INSTRUCTIONS FOR THE TASK: Using the listing below, say how many of its lines hold "issue". Offer nothing beyond the number.

══════

PR #46, opened 2021-09-29
remove cortex_ prefix

treid314:
Signed-off-by: Tyler Reid <tyler.reid@grafana.com>

**What this PR does**: This PR removes the cortex_ prefix from metrics in the ring package. 

Fixes #<issue number>

**Checklist**
- [-] Tests updated

### DIFF
--- a/CHANGELOG.md
+++ b/CHANGELOG.md
@@ -5,5 +5,6 @@
   * `-memberlist.advertise_port`
 * [CHANGE] Removed global metrics for KV package. Making a KV object will now require a prometheus registerer that will be used to register all relevant KV class metrics. #22
 * [CHANGE] Added CHANGELOG.md and Pull Request template to reference the changelog
+* [CHANGE] Remove `cortex_` prefix for metrics registered in the ring #46
 * [ENHANCEMENT] Add middleware package. #38
 * [ENHANCEMENT] Add the ring package #45
--- a/CHANGELOG.md
+++ b/CHANGELOG.md
@@ -5,6 +5,6 @@
   * `-memberlist.advertise_port`
 * [CHANGE] Removed global metrics for KV package. Making a KV object will now require a prometheus registerer that will be used to register all relevant KV class metrics. #22
 * [CHANGE] Added CHANGELOG.md and Pull Request template to reference the changelog
-* [CHANGE] Remove `cortex_` prefix for metrics registered in the ring #46
+* [CHANGE] Remove `cortex_` prefix for metrics registered in the ring. #46
 * [ENHANCEMENT] Add middleware package. #38
 * [ENHANCEMENT] Add the ring package #45
--- a/ring/lifecycler.go
+++ b/ring/lifecycler.go
@@ -25,19 +25,19 @@ import (
 
 var (
 	consulHeartbeats = promauto.NewCounterVec(prometheus.CounterOpts{
-		Name: "cortex_member_consul_heartbeats_total",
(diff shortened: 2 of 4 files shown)


CHANGELOG.md
```diff
@@ -5,5 +5,6 @@
   * `-memberlist.advertise_port`
 * [CHANGE] Removed global metrics for KV package. Making a KV object will now require a prometheus registerer that will be used to register all relevant KV class metrics. #22
 * [CHANGE] Added CHANGELOG.md and Pull Request template to reference the changelog
+* [CHANGE] Remove `cortex_` prefix for metrics registered in the ring #46
```
pstibrany, line 8:
```suggestion
* [CHANGE] Remove `cortex_` prefix for metrics registered in the ring. #46
```

pstibrany (approved):
Looks good, thank you.

ring/lifecycler.go
```diff
@@ -25,19 +25,19 @@ import (
 
 var (
 	consulHeartbeats = promauto.NewCounterVec(prometheus.CounterOpts{
-		Name: "cortex_member_consul_heartbeats_total",
+		Name: "member_consul_heartbeats_total",
```
pracucci, line 28: These metrics are registered globally (BTW, these are the type of metrics we don't want in dskit). Removing the prefix from here, it means when we'll update dskit in Cortex, these metrics will not have the `cortex_` prefix anymore and there will be no way to add it back.

ring/ring.go
```diff
@@ -237,31 +237,31 @@ func NewWithStoreClientAndStrategy(cfg Config, name, key string, store kv.Client
 		ringDesc:             &Desc{},
 		shuffledSubringCache: map[subringCacheKey]*Ring{},
 		memberOwnershipDesc: prometheus.NewDesc(
-			"cortex_ring_member_ownership_percent",
+			"ring_member_ownership_percent",
```
pracucci, line 240: These metrics are exposed by `ring.Collect()`. How are we going to add the prefix back in Cortex? What's the plan?

56quarters: Seems like this could be handled with something like `prometheus.WrapRegistererWithPrefix("cortex_", reg)` before calling `reg.MustRegister(ring)`. Am I missing something or are you specifically asking if there's an open issue / design for doing that?

56quarters: Chatted offline with @treid314, I now understand why this is not as easy as it seems.

treid314: There is no promauto.With(registerer).NewDisc, should we move to a Summary here? We already have the const labels for these metrics on register time.

pracucci: I think an option is to remove the `Describe()` and `Collect()` functions from the `Ring` and move all these metrics to `promauto.With(reg).NewGaugeFunc()`, setting the name label as a const label (whose value is is the ring `name`). Compared to `NewGauge()`, the `NewGaugeFunc()` takes a function which is called each time Prometheus client needs to collect the metric value. The current logic inside `Collect()` can be moved to separate functions like `getMemberOwnershipMetric() float64`, `getNumMembersMetric() float64`, and so on.

pracucci: _Tyler if the suggestion is not clear, please reach out and I can provide some more guidance._

treid314: Talked with @pracucci offline, there's not really a good way to use GaugeFuncs here since we have a constant and variable label for these metrics. I'm going to look into using a ticker to update GaugeVecs at a specified interval for the ring metrics.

══════

WRITTEN SOLUTION: 2